Data shown:
========================================

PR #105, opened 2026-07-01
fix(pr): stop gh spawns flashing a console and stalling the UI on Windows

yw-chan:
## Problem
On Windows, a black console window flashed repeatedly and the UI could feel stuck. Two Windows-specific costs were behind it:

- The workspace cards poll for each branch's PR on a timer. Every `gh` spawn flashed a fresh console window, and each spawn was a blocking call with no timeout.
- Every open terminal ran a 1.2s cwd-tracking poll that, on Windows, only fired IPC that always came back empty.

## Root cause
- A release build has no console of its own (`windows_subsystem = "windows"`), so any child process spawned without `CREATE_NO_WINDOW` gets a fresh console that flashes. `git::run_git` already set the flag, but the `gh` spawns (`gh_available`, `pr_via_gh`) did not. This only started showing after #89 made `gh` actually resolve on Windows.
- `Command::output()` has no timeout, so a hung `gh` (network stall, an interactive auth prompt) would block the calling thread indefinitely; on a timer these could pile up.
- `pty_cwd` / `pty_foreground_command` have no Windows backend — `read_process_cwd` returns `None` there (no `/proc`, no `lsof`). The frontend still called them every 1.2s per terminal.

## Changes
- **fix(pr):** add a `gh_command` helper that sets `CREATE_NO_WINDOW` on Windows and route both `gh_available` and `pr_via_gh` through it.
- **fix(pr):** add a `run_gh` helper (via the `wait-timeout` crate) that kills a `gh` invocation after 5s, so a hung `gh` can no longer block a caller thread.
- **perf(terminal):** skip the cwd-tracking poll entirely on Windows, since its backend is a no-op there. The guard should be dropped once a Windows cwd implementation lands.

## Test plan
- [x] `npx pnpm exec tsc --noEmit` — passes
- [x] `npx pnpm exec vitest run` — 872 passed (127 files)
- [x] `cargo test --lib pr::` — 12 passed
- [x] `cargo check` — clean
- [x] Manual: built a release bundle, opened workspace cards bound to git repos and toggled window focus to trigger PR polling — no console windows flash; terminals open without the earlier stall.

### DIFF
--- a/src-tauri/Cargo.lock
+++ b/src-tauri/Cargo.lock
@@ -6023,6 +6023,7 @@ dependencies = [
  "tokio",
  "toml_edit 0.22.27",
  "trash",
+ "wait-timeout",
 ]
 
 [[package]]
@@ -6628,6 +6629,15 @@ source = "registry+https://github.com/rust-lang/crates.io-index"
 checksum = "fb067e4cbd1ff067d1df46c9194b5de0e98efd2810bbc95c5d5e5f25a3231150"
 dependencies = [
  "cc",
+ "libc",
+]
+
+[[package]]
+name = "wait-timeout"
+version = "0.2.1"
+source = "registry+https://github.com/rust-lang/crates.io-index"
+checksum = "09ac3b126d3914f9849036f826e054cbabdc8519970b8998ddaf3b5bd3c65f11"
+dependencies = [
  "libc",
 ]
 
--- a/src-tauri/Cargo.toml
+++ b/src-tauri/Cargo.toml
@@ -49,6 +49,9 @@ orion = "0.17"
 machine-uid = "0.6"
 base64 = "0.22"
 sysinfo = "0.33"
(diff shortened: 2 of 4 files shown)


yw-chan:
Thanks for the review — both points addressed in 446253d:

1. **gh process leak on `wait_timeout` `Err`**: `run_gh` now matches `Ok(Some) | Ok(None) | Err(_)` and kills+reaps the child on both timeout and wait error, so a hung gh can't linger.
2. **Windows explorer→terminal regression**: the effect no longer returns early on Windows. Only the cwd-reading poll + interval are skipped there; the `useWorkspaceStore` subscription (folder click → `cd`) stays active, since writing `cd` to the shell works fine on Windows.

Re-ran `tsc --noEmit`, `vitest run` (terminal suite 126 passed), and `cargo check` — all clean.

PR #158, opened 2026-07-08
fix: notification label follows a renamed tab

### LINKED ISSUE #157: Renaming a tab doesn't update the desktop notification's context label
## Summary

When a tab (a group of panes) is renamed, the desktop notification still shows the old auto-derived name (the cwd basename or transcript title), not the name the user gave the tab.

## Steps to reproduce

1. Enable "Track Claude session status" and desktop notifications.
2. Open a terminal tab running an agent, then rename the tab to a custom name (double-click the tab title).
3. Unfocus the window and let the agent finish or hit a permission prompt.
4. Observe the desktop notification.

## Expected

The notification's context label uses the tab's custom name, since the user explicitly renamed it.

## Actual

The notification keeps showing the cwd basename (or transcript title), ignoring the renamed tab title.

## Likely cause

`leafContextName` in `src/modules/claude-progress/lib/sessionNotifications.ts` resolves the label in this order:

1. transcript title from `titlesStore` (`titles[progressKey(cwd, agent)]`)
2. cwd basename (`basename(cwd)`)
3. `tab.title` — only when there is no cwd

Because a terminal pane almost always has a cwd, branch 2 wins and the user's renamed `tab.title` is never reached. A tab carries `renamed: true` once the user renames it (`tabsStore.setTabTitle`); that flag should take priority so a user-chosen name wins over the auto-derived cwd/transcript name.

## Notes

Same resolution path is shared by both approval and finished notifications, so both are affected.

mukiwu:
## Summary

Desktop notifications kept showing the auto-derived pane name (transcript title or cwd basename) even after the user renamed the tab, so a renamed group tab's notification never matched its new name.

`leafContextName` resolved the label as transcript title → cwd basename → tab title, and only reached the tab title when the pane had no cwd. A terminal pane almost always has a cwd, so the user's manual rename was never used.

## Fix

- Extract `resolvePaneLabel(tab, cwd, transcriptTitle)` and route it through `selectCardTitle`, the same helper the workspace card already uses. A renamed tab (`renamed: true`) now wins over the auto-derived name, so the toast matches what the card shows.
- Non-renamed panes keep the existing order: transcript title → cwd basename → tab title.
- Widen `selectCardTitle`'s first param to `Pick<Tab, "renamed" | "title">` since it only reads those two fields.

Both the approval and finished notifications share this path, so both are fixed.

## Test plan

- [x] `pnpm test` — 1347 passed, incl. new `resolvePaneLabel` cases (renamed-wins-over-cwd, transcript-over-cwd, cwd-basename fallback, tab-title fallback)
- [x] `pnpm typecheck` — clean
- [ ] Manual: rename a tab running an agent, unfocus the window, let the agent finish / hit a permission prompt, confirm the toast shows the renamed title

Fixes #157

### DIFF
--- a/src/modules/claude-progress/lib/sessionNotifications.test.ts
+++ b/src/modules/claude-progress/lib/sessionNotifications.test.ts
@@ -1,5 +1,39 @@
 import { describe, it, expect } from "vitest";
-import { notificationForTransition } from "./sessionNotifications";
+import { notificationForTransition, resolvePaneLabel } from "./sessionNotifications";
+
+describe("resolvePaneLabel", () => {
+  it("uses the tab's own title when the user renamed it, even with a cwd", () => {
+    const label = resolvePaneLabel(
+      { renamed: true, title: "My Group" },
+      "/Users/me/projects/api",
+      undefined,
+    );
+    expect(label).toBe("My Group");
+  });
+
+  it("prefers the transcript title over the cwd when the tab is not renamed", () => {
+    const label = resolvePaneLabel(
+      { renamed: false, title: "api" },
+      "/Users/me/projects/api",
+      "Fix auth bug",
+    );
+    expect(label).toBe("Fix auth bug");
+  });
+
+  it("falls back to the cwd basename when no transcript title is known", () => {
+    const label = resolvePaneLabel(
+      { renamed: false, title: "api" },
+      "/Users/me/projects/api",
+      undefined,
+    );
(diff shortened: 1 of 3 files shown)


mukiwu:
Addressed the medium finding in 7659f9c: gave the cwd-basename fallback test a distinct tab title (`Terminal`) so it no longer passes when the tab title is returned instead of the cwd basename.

========================================

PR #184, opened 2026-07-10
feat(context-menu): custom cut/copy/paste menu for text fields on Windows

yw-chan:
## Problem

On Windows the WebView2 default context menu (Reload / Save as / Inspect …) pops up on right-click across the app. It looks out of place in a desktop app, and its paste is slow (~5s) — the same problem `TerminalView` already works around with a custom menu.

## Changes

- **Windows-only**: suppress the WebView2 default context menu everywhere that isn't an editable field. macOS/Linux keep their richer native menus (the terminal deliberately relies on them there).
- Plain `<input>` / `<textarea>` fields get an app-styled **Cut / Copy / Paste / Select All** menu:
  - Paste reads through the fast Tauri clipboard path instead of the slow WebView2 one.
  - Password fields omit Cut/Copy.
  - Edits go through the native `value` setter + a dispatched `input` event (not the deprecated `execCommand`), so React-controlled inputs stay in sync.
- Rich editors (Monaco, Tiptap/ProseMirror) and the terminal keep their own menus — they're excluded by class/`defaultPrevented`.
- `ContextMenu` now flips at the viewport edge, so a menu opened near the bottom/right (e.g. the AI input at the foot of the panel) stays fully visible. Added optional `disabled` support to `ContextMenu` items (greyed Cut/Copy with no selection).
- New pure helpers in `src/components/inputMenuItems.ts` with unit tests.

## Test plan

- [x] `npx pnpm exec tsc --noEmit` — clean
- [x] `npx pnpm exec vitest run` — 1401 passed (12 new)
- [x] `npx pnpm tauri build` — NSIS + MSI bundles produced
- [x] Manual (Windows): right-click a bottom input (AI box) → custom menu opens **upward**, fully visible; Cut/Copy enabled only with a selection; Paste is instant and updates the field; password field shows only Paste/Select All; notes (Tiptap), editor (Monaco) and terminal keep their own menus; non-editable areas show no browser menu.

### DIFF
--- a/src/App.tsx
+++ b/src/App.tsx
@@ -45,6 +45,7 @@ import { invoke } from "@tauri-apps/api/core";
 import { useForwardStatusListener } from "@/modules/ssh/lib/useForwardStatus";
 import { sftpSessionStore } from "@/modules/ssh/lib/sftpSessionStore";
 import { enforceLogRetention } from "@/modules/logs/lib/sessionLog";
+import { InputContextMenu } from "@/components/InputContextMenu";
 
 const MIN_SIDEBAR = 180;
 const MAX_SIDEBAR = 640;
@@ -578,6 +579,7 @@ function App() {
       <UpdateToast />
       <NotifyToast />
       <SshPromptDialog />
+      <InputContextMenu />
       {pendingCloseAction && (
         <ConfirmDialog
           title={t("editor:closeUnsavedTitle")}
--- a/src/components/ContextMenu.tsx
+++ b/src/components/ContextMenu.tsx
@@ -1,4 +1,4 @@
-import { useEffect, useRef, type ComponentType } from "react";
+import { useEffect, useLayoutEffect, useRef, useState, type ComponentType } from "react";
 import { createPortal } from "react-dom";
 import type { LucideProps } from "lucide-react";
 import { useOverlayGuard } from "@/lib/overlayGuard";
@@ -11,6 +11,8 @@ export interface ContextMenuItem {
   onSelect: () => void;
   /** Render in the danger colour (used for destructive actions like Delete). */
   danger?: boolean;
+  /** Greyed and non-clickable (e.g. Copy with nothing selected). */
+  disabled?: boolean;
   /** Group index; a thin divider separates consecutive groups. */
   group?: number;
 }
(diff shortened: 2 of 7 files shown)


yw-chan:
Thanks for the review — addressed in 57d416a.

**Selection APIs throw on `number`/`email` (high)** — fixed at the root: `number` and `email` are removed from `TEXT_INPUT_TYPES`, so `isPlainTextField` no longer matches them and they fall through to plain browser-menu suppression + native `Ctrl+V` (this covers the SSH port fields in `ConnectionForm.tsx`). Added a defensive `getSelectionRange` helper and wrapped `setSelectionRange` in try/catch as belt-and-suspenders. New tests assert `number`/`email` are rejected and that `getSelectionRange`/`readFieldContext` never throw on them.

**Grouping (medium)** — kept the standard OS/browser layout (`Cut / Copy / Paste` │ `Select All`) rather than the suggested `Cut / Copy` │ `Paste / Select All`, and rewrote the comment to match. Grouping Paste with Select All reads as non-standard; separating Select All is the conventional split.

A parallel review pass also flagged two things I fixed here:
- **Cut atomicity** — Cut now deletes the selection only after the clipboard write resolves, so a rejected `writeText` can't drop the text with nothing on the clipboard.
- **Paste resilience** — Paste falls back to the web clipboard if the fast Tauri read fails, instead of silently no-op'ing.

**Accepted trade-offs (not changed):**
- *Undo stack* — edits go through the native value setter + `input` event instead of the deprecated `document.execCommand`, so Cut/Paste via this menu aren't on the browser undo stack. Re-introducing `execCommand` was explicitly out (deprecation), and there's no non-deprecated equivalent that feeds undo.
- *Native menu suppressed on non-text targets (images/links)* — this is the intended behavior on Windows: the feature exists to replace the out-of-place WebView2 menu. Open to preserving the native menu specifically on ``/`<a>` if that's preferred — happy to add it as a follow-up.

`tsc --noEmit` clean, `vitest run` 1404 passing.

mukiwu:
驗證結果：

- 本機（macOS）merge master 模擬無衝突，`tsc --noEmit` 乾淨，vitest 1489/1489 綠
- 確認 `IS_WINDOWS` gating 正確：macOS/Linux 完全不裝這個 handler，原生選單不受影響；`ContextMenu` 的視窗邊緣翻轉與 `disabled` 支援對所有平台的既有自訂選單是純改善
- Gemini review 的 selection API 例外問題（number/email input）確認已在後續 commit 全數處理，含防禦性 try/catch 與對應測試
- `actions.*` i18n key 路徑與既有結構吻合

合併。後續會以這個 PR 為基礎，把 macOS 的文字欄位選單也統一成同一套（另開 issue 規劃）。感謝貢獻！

========================================

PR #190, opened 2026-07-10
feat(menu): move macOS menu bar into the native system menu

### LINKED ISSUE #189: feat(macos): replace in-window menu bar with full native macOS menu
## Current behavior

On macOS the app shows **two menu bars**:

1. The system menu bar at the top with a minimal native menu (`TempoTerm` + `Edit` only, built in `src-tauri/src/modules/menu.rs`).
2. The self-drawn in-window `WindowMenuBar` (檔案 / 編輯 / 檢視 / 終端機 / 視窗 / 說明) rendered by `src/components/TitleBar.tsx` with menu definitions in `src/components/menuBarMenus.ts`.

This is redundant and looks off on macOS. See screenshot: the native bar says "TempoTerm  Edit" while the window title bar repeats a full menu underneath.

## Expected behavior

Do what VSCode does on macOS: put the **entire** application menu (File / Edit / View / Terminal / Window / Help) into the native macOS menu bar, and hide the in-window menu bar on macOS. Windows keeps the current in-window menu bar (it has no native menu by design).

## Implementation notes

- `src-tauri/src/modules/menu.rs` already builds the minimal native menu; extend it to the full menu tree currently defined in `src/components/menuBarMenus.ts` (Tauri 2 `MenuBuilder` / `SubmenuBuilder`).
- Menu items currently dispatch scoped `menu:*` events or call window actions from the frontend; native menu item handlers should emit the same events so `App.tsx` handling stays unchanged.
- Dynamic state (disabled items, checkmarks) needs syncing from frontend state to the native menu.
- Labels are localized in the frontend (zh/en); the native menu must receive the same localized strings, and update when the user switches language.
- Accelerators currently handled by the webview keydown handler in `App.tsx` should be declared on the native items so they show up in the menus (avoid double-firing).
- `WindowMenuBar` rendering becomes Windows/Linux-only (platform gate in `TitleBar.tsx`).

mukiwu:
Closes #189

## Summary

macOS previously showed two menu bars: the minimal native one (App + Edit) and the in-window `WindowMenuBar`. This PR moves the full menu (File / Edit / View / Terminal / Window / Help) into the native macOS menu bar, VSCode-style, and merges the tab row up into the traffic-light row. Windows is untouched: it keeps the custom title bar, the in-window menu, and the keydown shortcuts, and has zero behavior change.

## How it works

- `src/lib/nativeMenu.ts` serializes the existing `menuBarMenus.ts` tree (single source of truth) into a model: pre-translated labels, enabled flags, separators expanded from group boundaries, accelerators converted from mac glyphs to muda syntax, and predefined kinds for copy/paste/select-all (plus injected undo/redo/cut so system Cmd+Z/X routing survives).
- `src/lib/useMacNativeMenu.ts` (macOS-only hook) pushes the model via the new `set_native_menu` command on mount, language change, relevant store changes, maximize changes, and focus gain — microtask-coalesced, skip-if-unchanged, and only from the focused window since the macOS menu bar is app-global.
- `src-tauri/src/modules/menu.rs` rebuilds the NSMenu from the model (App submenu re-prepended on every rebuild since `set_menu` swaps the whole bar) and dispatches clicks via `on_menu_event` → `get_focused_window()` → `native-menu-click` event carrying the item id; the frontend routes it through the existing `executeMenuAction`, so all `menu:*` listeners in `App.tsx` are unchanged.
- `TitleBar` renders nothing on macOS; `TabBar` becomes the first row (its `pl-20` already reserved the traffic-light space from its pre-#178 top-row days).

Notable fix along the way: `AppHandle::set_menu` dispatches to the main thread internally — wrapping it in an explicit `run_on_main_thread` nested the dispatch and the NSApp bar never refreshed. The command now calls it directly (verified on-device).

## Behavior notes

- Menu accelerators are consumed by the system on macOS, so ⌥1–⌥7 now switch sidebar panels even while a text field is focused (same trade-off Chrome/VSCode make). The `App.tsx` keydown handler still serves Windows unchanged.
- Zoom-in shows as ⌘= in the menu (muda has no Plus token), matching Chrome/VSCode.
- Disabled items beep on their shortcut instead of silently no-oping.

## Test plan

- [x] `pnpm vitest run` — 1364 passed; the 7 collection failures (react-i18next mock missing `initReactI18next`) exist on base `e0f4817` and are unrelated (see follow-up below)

========================================

Problem to solve:
Your task is to retype the entries verbatim, starting with the line that holds "cwd basename when" and stopping after the line that holds "Addressed the medium".

Expected answer:
+  it("falls back to the cwd basename when no transcript title is known", () => {
+    const label = resolvePaneLabel(
+      { renamed: false, title: "api" },
+      "/Users/me/projects/api",
+      undefined,
+    );
(diff shortened: 1 of 3 files shown)


mukiwu:
Addressed the medium finding in 7659f9c: gave the cwd-basename fallback test a distinct tab title (`Terminal`) so it no longer passes when the tab title is returned instead of the cwd basename.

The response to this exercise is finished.